I saw her. Through the textured glass, her figure was smudged and bleary. She was standing looking up at the table; there was something on it, something out of reach, something fascinating. Belly round in front of her, the soft bulge of her nappied behind. I turned my key, pushed open the door. Warmth; the smell of cooking, drying laundry. Cate turned towards the sound, away from the bowl of grapes that had been holding her attention. There was a moment. She looked at me, I looked at her. She pushed a finger
into her mouth and chewed on it. My heart was still with anxiety and love. I crouched down.
“Sweetheart?”
Then her face broke into a wet smile, and she wobbled towards me, and put her arms up and around my neck, and I squeezed her tightly, teeth gritted, burying my face in her neck.
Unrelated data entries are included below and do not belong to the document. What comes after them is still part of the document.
PR #82, opened 2017-04-12
Add pointer register for memory allocation book keeping

### LINKED ISSUE #81: Add pointer register for easy book keeping of allocated memory
Since hstcal is not written in C++, error handling is cumbersome. Exiting at some point during the code, after various memory has been allocated, requires manually keeping track (book keeping) of already allocated memory so as to free said memory upon return. From what I have seen in calacs and calwf3, this manual booking isn't even being implemented. What I see is that normally only one allocated pointer being freed per return with little regard to anything else also previously allocated that is, perhaps, out of the developers 'focus'.

For the cte work I have implemented a simple register struct with functions to make this significantly easier for us to do.

NOTE: the existing PR doesn't not use this register, it simply adds it so that it can be used. This is effectively me splitting out the cte work into more logical commits for git hygiene.

jamienoss:
Adds the struct:
PtrRegister

and the folowing 'methods'
void initPtrRegister(PtrRegister * reg);
void addPtr(PtrRegister * reg, void * ptr, void * freeFunc); // ptr list is self expanding
void freePtr(PtrRegister * reg, void * ptr);
void freeOnExit(PtrRegister * reg); //only calls freeAll() followed by freeReg()
void freeAll(PtrRegister * reg); // frees all ptrs registered (excluding itself)
void freeReg(PtrRegister * reg); // frees itself i.e. the register array holding the ptrs

Fixes #81

### DIFF
--- a/hstio/hstio.c
+++ b/hstio/hstio.c
@@ -101,7 +101,6 @@
 ** Section 6.
 **      Functions to manipulate the header array.
 */
-# include "hstio.h"
 # include <fitsio.h>
 # include <ctype.h>
 # include <stdio.h>
@@ -110,12 +109,125 @@
 # include <sys/stat.h>
 # include <time.h>
 # include <unistd.h>
+# include <assert.h>
+#include <stdlib.h>
+
+# include "hstio.h"
 
 /*
 ** String defined to allow determination of the HSTIO library version
 ** from the library file (*.a) or the executable using the library.
 */
 const char *hstio_version = HSTIO_VERSION;
+
+void initPtrRegister(PtrRegister * reg)
+{
+    reg->cursor = 0; //points to last ptr NOT next slot
+    reg->length = PTR_REGISTER_LENGTH_INC;
+    reg->ptrs = calloc(reg->length+1, sizeof(*reg->ptrs));
+    assert(reg->ptrs);
+    reg->freeFunctions = calloc(reg->length+1, sizeof(*reg->freeFunctions));
+    if (!reg->freeFunctions)
+    {
+        free(reg->ptrs);
+        assert(0);
+    }
+    reg->ptrs[0] = reg; //this ptr
+    reg->freeFunctions[0] = &free;
+}
+void addPtr(PtrRegister * reg, void * ptr, void * freeFunc)
+{
+    if (!reg || !ptr || !freeFunc)
+        return;
+
+    //check ptr isn't already registered? - go on then.
+    {int i;
+    for (i = reg->cursor; i >= 0 ; --i)// i >= 0 prevents adding self again
+    {
+        if (reg->ptrs[i] == ptr)
+            return;
+    }}
+
+    if (++reg->cursor >= reg->length)
+    {
+        reg->length += PTR_REGISTER_LENGTH_INC;
+        assert(realloc(&reg->ptrs, reg->length*sizeof(*reg->ptrs)));
+        assert(realloc(reg->freeFunctions, reg->length*sizeof(*reg->freeFunctions)));
+    }
+    reg->ptrs[reg->cursor] = ptr;
+    reg->freeFunctions[reg->cursor] = freeFunc;
+}
+void freePtr(PtrRegister * reg, void * ptr)
+{
+    //Can't be used to free itself, use freeReg(), use of i > 0 in below for is reason.
+    if (!reg || !ptr)
+        return;
+
+    int i;
+    for (i = reg->cursor; i > 0 ; --i)
+    {
+        if (reg->ptrs[i] == ptr)
+            break;
+    }
+
+    //call function to free ptr
+    reg->freeFunctions[i](ptr);
+
+    if (i == reg->cursor)
+    {
+        reg->ptrs[i] = NULL;
+        reg->freeFunctions[i] = NULL;
+    }
+    else
+    {
+        //move last one into gap to close - not a stack so who cares
+        reg->ptrs[i] = reg->ptrs[reg->cursor];
+        reg->ptrs[reg->cursor] = NULL;
+        reg->freeFunctions[i] = reg->freeFunctions[reg->cursor];
+        reg->freeFunctions[reg->cursor] = NULL;
+    }
+    --reg->cursor;
+}
+void freeAll(PtrRegister * reg)
+{
+    if (!reg || reg->length == 0 || reg->cursor == 0)
+        return;
+
+    {unsigned i;
+    for (i = 1; i <= reg->cursor; ++i)
+    {
+        if (reg->freeFunctions[i] && reg->ptrs[i])
+        {
+            reg->freeFunctions[i](reg->ptrs[i]);
+            reg->ptrs[i] = NULL;
+            reg->freeFunctions[i] = NULL;
+        }
+    }}
+    reg->cursor = 0;
+}
+void freeReg(PtrRegister * reg)
+{
+    if (!reg || reg->length == 0)
+        return;
+
+    if (reg->cursor > 0)
+        freeAll(reg);
+
+    reg->cursor = 0;
+    reg->length = 0;
+    // free 'itself'
+    reg->freeFunctions[0](reg->ptrs);
+    reg->ptrs[0] = NULL;
+    reg->freeFunctions[0](reg->freeFunctions);
+    reg->freeFunctions[0] = NULL;
+}
+void freeOnExit(PtrRegister * reg)
+{
+    //Free everything registered
+    freeAll(reg);
+    //Free itself
+    freeReg(reg);
+}
 
 /*
 ** Section 1.
--- a/include/hstio.h
+++ b/include/hstio.h
@@ -119,6 +119,45 @@ extern "C" {
 
 # include <stdlib.h>
 
+/* Below is a general use pointer register (book keeping) to allow easy cleanup upon exit (pseudo C++ destructor)
+ * Use example:
+ *
+ * PtrRegister ptrReg;
+ * PtrRegister initPtrRegister(&ptrReg); // must always initialize before further use
+ *
+ * void * array = malloc(size);
+ * addPtr(&ptrReg, array, &free); // returns if array == NULL so don't need to pre check - this is also self expanding
+ *
+ * Bool cancel = False;
+ * ...
+ * do something
+ * cancel = True; //uh oh, something went wrong
+ * ...
+ * if (cancel)
+ * {
+ *     freeOnExit(&ptrReg); // This frees itself, i.e. the register array holding the ptrs
+ *     return;
+ * }
+ * ...
+ *
+ *NOTE: This pattern is considered integral to all use and as such internal failed allocations are asserted
+ */
+
+typedef void (*FreeFunction)(void*); // Only trivial functions accepted
+#define PTR_REGISTER_LENGTH_INC 10
+typedef struct {
+    unsigned cursor;
+    unsigned length;
+    void ** ptrs;
+    FreeFunction * freeFunctions;
+} PtrRegister;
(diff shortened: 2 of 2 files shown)


jamienoss:
@sosey, @stsci-hack, @jhunkeler, @pllim please may someone review this.

I wasn't entirely sure where it should live, hstcal doesn't seem to have a 'systems' ilb or something equivalent for infrastructure code. From what I could see, regarding the majority of allocation routines living in hstio.c, this would be the best guess, It is also pretty much central to all.

sosey:
There are some higher libraries that all the instruments have pulled from, in addition to hstio, for shared things that aren't in the specific instrument libs.  This is a big change to hstio, if none of the current code is referencing it, we should probably hold off on accepting this pull request until after 2017.2 delivery so that more extensive testing can be done. @philhodge knows the most about hstio at this point and should look at this change.

jamienoss:
[Example description](https://github.com/jamienoss/hstcal/blob/e1860ac77799702b6f7d5672644f166312e93f7f/include/hstio.h#L122-L144)

jamienoss:
@sosey This will be going in as part of 2017.2 as part of the CTE work. I have fractioned it out for commit/git correctness.

sosey:
you're updating HSTIO with this code, or is it self contained in ACS?

jamienoss:
@sosey #81 It is unused within this PR but is used within the acscte changes.

sosey:
In the past, code changes outside of calxxx which touched shared software needed to be validated by all teams. Since this is brand new code, which no other instruments are using it's probably fine, additionally this time (which is rare) all instruments are submitting changes and will need to verify their regression suite. In the future, these types of changes should be choreographed with all the teams, much earlier than this.

jamienoss:
@jhunkeler When you get a sec, could you take a look at the Travis fails, they look un code related. Just chatted with @pllim and she noted that it was using python 3.6 when it perhaps shouldn't be.

jamienoss:
@jhunkeler Actually I've just restarted it all...

pllim:
@jamienoss , please rebase to `master` to pick up the latest `waf`.

jamienoss:
@pllim copy that.

jamienoss:
Build restarted...

pllim:
Tests still failed but with more meaningful errors now. They look real.

hstio/hstio.c
```diff
@@ -102,13 +101,122 @@
...
+    reg->length = 0;
+}
+void freeReg(PtrRegister * reg)
+{
+    if (!reg || reg->length == 0)
+        return;
+
+    reg->cursor = 0;
+    reg->length = 0;
+    // free 'itself'
```
pllim: I vaguely remember that `//` is not supported. Can you change it to `/* */`?

jamienoss: No! It is supported by C99. Would you mind holding off from doing anything as I'm currently doing stuff. If you are planning on merging without a final notification to myself, I would advise not doing so. Please make a final inquiry to myself before attempting to merge, as we discussed a while back (git PR/merge/review etiquette). Cheers

jamienoss:
@pllim I am currently investigating travis and what we are actually trying to build with...

hstio/hstio.c
pllim: I don't plan on merging anything. I just remember that a long time ago, I tried inserting a `//` comment and it wouldn't build. I am not touching your PRs, don't worry.

jamienoss: Cool thanks. So // (C++ style comments) were added to the C language in C99 along with a load of other useful things, e.g.
 
```
for(unsigned int = 0; i < N, ++i)
{
//i confined to the scope of this block
}
```
as apposed to 
```
unsigned i;
for (i = 0; i < N; ++i)
{
}
//i still in scope
```

pllim: Sure. But does HSTDP machines support that? Whatever we do here, they need to be able to build. I guess @jhunkeler or @rendinam can confirm.

sosey: hstcal is written following c89, until right now (as far as I know) we were compiling with c89 standards. You can't force all of hstcal into c99 standards for this build,  none of the other instrument code has been updated for that. A standards update like that should be directed by @stsci-hack

jamienoss: I wouldn't even dream of doing it for this one build, in fact, I'm in the middle of opening an issue such that we _do_ update the use of the standard to a min of C99 - to which I would obviously let all relevant parties know. FYI most modern compilers default to at least C99 anyhow. In addition, it is backward compatible with C89 (unless we turn on pedantic warnings). I am just in the workings of figuring out how to extract compiler versions in with waf...

jamienoss: I'll open it as is, and we can continue any discussion there...

jhunkeler: @pllim `gcc` uses the `-std=[standard]` argument to lock the code standard during compilation, but as @sosey commented, using it would probably cross the streams. As far as I know... gcc compiles the source code with default standard (c99?) and issues warnings if it detects the usage of a different coding standard (c89, c90, c11, etc). I have no idea if it makes an attempt to fix the the "problem" in-place, or just continues on its merry way if the "problem" is simply informative and not critical to byte code generation.


### Reference (man 1 gcc)
```
-std=
    Determine the language standard.   This option is currently only supported when
    compiling C or C++.

    The compiler can accept several base standards, such as c90 or c++98, and GNU dialects
    of those standards, such as gnu90 or gnu++98.  When a base standard is specified, the
    compiler accepts all programs following that standard plus those using GNU extensions
    that do not contradict it.  For example, -std=c90 turns off certain features of GCC that
    are incompatible with ISO C90, such as the "asm" and "typeof" keywords, but not other
    GNU extensions that do not have a meaning in ISO C90, such as omitting the middle term
    of a "?:" expression. On the other hand, when a GNU dialect of a standard is specified,
    all features supported by the compiler are enabled, even when those features change the
    meaning of the base standard.  As a result, some strict-conforming programs may be
    rejected.  The particular standard is used by -Wpedantic to identify which features are
    GNU extensions given that version of the standard. For example -std=gnu90 -Wpedantic
    warns about C++ style // comments, while -std=gnu99 -Wpedantic does not.

    A value for this option must be provided; possible values are

    c90
    c89
    iso9899:1990
        Support all ISO C90 programs (certain GNU extensions that conflict with ISO C90 are
        disabled). Same as -ansi for C code.

    iso9899:199409
        ISO C90 as modified in amendment 1.

    c99
    c9x
    iso9899:1999
    iso9899:199x
        ISO C99.  This standard is substantially completely supported, modulo bugs and
        floating-point issues (mainly but not entirely relating to optional C99 features
        from Annexes F and G).  See <http://gcc.gnu.org/c99status.html> for more
        information.  The names c9x and iso9899:199x are deprecated.

    c11
    c1x
    iso9899:2011
        ISO C11, the 2011 revision of the ISO C standard.  This standard is substantially
        completely supported, modulo bugs, floating-point issues (mainly but not entirely
        relating to optional C11 features from Annexes F and G) and the optional Annexes K
        (Bounds-checking interfaces) and L (Analyzability).  The name c1x is deprecated.

    gnu90
    gnu89
        GNU dialect of ISO C90 (including some C99 features).

    gnu99
    gnu9x
        GNU dialect of ISO C99.  The name gnu9x is deprecated.

    gnu11
    gnu1x
        GNU dialect of ISO C11.  This is the default for C code.  The name gnu1x is
        deprecated.

    c++98
    c++03
        The 1998 ISO C++ standard plus the 2003 technical corrigendum and some additional
        defect reports. Same as -ansi for C++ code.

    gnu++98
    gnu++03
        GNU dialect of -std=c++98.  This is the default for C++ code.

    c++11
    c++0x
        The 2011 ISO C++ standard plus amendments.  The name c++0x is deprecated.

    gnu++11
    gnu++0x
        GNU dialect of -std=c++11.  The name gnu++0x is deprecated.

    c++14
    c++1y
        The 2014 ISO C++ standard plus amendments.  The name c++1y is deprecated.

    gnu++14
    gnu++1y
        GNU dialect of -std=c++14.  The name gnu++1y is deprecated.

    c++1z
        The next revision of the ISO C++ standard, tentatively planned for 2017.  Support is
        highly experimental, and will almost certainly change in incompatible ways in future
        releases.

    gnu++1z
        GNU dialect of -std=c++1z.  Support is highly experimental, and will almost
        certainly change in incompatible ways in future releases.

```

jamienoss: See #88

jamienoss:
@jhunkeler @pllim see the latest round of comments on #88 - how do we go about preventing the above travis failures? Do we ignore them, do we add -std=c99 to some of the tests in .travis.yml (is this even an option)?

pllim:
I see a lot of discussions indeed but the unanimous decision is not clear to me. What is the *final* decision?

jamienoss:
@pllim use of c99 is allowed but not to mandate strict conformity, i.e. no use of pedantic warnings/errors.

pllim:
Does `-std=c99` satisfy that requirement?

pllim:
Also I saw Megan said, "My personal preference would be to convert the whole package, rather than have mixed standards throughout." Does this option also address Megan's comment?

jamienoss:
@pllim No it doesn't, you'd have to turn on pedantic warnings, upgrade this to an error and then go through and fix the code, leaving the upgraded pedantic warning -> error when complete. This is the difference between conforming and allowing. -std=c99 will allow the use and is backward compatible (at least in gcc) with c90 as long as the pedantic warnings/errors is not used. Though this may not be entirely true with clang which is a lot more strict and more encompassing with its warnings. p.s. I have no idea, not yet having looked, how much work that would be.

pllim:
As long as it does not mess with HSTDP machines, I am okay with this, since Megan and Warren appear to be okay as well. Only @jhunkeler has access to that machine?

jamienoss:
I have removed the C99 for loop declaration instances.

@philhodge This new addition perhaps doesn't belong in hstio.c and nor does it actually change any of the existing code in hstio.c, but perhaps, as Megan suggested, you might fancy taking a quick look to see if I have made any glaring mistakes, please?

hstio/hstio.c
```diff
@@ -110,13 +109,126 @@
...
+    }
+    --reg->cursor;
+}
+void freeAll(PtrRegister * reg)
+{
+    if (!reg || reg->length == 0 || reg->cursor == 0)
+        return;
+
+    {unsigned i;
+    for (i = 1; i < reg->cursor; ++i)
```
jamienoss: As @philhodge pointed out to me, this needs to be ``i <= reg->cursor`` otherwise we leak the last one added. Good catch.

hstio/hstio.c
```diff
@@ -110,13 +109,126 @@
...
+    {int i;
+    for (i = reg->cursor; i >= 0 ; --i)// i >= 0 prevents adding self again
+    {
+        if (reg->ptrs[i] == ptr)
+            return;
+    }}
+
+    if (++reg->cursor >= reg->length)
+    {
+        reg->length += 10;
```
jamienoss: Also, this would be better if it were ``+= PTR_REGISTER_LENGTH``.

jamienoss:
@philhodge please review the [corrections](https://github.com/spacetelescope/hstcal/pull/82/commits/ddd9d854e6f2003749b070603c003ef1da785193) and let me know if all is ok and whether you have finished reviewing everything, please. I can then squash these commits and merge. Thanks again for taking the time to review this for me.

jamienoss:
BTW, I incorporated this change into the new acscte code, that useses this code, and it works.

philhodge:
That looks fine to me.  I'm through reviewing it.

jamienoss:
Thanks, Phil.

The milky, musky scent of skin; the apple of her hair, my heart full, my eyes filling. I looked up, and there was Mark. He was standing in the kitchen doorway, a blue and white checked teacloth hanging from his hand. The cloth was stained with tomato sauce. His eyes were tired. I stayed there, holding Cate, looking up at him. We didn’t speak for a long moment. Then he broke the silence.
“You’re back.”
“Yes.”
“How are you?”
“Okay,” I said.
“Really?”
I nodded.
“You look—” he said. He didn’t finish the sentence.
“Is it okay?” I asked. “That I came back?”
His reply was out before I’d even really finished speaking: “Yes.”
“I’m sorry.”
He shook his head, his lips compressing, his chin dimpling. He blinked and pressed his eyes. When he spoke again, his voice was clotted with emotion: “Are you really okay?”
“Yes,” I said. “Getting there, yes. I got the house sorted.”
He nodded again. He just stood there, the tea towel still in his hand, his T-shirt dotted with sauce, looking at me.
“I’m sorry,” I said. “I am really sorry.”
“Bad timing,” he said.
“Awful timing,” I agreed.
“Come here,” he said, with the first hint of a smile. I swung Cate up onto my hip, held her close. I went to him.